The U.S. Supreme Court on Friday agreed to review a controversial Texas abortion law on Nov. 1 but refused to block the law while it considers whether it is constitutional.
The court, in its order, said it would consider the following question: “May the United States bring suit in federal court and obtain injunctive or declaratory relief against the State, state court judges, state court clerks, other state officials, or all private parties to prohibit S.B. 8 from being enforced.”
The promise of future adjudication offers cold comfort, however, for Texas women seeking abortion care, who are entitled to relief now. These women will suffer per-sonal harm from delaying their medical care, and as their pregnancies progress, they may even be unable to obtain abortion care altogether. Because every day the Court fails to grant relief is devastating, both for individual women and for our constitutional system as a whole, I dissent from the Court’s refusal to stay administratively the Fifth Circuit’s order.
The highly unusual court action appears to be the result of two internal Supreme Court rules. It takes the votes of only four justices to grant review in a case. But it takes the votes of five justices to reverse a lower court decision like this one.
The vote in the Texas case is also an indication of deep internal splits within the court. Splits that may be explained in a variety of way.

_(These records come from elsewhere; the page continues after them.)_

PR #596, opened 2019-03-04
checking isTerminal before executeCommand

Jongkeun:

gif

Test case : [selectWindow.txt](https://github.com/SeleniumHQ/selenium-ide/files/2924966/selectWindow.txt)

I found out some bug.
If I disable a command that be set `New Window configuration`, it returns an error.
Because of `afterCommand` method in `ext-command.js`.
The waitForNewWindow is set true by `beforeCommand` and it is executed `waitForNewWindowToAppear`.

Some liberal court observers, for instance, see the decision to hear the Texas case as a cynical pairing that will allow conservative majority to look “moderate,” by striking down the Texas law while upholding a Mississippi ban on abortions after 15 weeks. The Mississippi case is scheduled to be heard on Dec. 1.
But other court observers see it as only a matter of time before a conservative court majority, explicitly or implicitly, strikes down Roe v. Wade and other abortion precedents of the last half century.
The Texas law is more restrictive than the Mississippi law, not only because it makes abortions illegal after six weeks instead of 15, but because it was designed to make it difficult for opponents to challenge it in court. The inability to challenge the law is what has made it the target of criticism, not only from liberal scholars, but conservatives, too.
The law’s unique approach is to take enforcement out of the hands of state officials, who normally can be sued in an effort to block an unconstitutional law, and instead put enforcement in the hands of private citizens. They are empowered instead to sue anyone who aids or abets an abortion after six weeks of pregnancy and to obtain damage awards of at least $10,000 for each violation–an amount that in the aggregate would be potentially crippling for clinics that provide abortions. What’s more the law is so broad in its reach would seem to include as potential targets even people who drive patients to a clinics or those who help them go to other states to secure an abortion.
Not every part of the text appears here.